Biotransformation of phencyclidine.

作者信息

Holsztynska E J, Domino E F

出版信息

Drug Metab Rev. 1985;16(3):285-320. doi: 10.3109/03602538508991437.

Abstract

PCP is metabolized extensively in the body via a variety of metabolic routes. Biotransformation is a major mechanism of PCP elimination in humans and termination of PCP action in mice. In general, PCP metabolites are less active pharmacologically than PCP itself. Primary metabolism involves hydroxylation of the alicyclic rings at several carbon atoms by cytochrome P-450-mediated monooxygenase. Hydroxylation of the aromatic ring seems to be less likely and has not been conclusively demonstrated. Hydroxylation of PCP at carbon 2 of the piperidine ring to form the unstable carbinolamine leads to formation of a series of polar, open-ring compounds. Monohydroxylated metabolites are conjugated with glucuronic or sulfuric acid, or are further hydroxylated to dihydroxy derivatives that can also be subject to conjugation. Formation of highly reactive electrophilic metabolites of PCP have been demonstrated in vitro in microsomal preparations. Covalent modification of tissue macromolecules by reactive intermediates can be responsible for suicide inactivation of cytochrome P-450 and can possibly mediate some long-term toxic effects of PCP. PCP inhaled by cigarette smoking is metabolized via similar routes.
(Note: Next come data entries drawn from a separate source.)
PR #3486, opened 2016-01-08
[core] ::unref() is probably no longer needed

tmpsantos:
Classes like `Timer` and `AsyncTask` have a `::ref()` and `::unref()` method which is legacy from `libuv` for keeping the main loop alive. Now that we have a `util::RunLoop` abstraction we don't need this and it just causes confusion.

Removing these methods also opens a door for optimization as we can lazy instantiate the `Impl` part of these objects and thus save some memory.

### DIFF
--- a/platform/default/async_task.cpp
+++ b/platform/default/async_task.cpp
@@ -28,6 +28,7 @@ public:
         }
 
         handle()->data = this;
+        uv_unref(handle());
     }
 
     ~Impl() {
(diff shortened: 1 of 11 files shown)


tmpsantos:
:eyes: @jfirebaugh 

It adds a bit of complexity to the `libuv` main loop at the cost of removing some code and making the equivalent for Qt, iOS and Android more simple and we don't have to deal with `unref()` anymore in the [core] code.

jfirebaugh:
:+1:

About 50% of the PCP in cigarette smoke is converted to PC, a major product of thermal degradation of PCP. PC and its hydroxylated and conjugated metabolites appear to contribute little to the pharmacology or acute toxicity of PCP.

摘要

苯环己哌啶(PCP)在体内通过多种代谢途径被广泛代谢。生物转化是人类体内PCP消除以及小鼠体内PCP作用终止的主要机制。一般来说,PCP代谢产物的药理活性低于PCP本身。初级代谢包括细胞色素P - 450介导的单加氧酶使脂环在几个碳原子处发生羟基化。芳环的羟基化似乎不太可能,且尚未得到确凿证实。PCP在哌啶环的2位碳原子处羟基化形成不稳定的甲醇胺,导致一系列极性开环化合物的形成。单羟基化代谢产物与葡萄糖醛酸或硫酸结合,或进一步羟基化为二羟基衍生物,这些二羟基衍生物也可进行结合反应。在微粒体制剂中已在体外证实了PCP高活性亲电代谢产物的形成。反应性中间体对组织大分子的共价修饰可能是细胞色素P - 450自杀性失活的原因,并且可能介导PCP的一些长期毒性作用。通过吸烟吸入的PCP通过类似途径代谢。香烟烟雾中的PCP约50%转化为吡咯烷酮(PC),这是PCP热降解的主要产物。PC及其羟基化和结合代谢产物似乎对PCP的药理作用或急性毒性贡献不大。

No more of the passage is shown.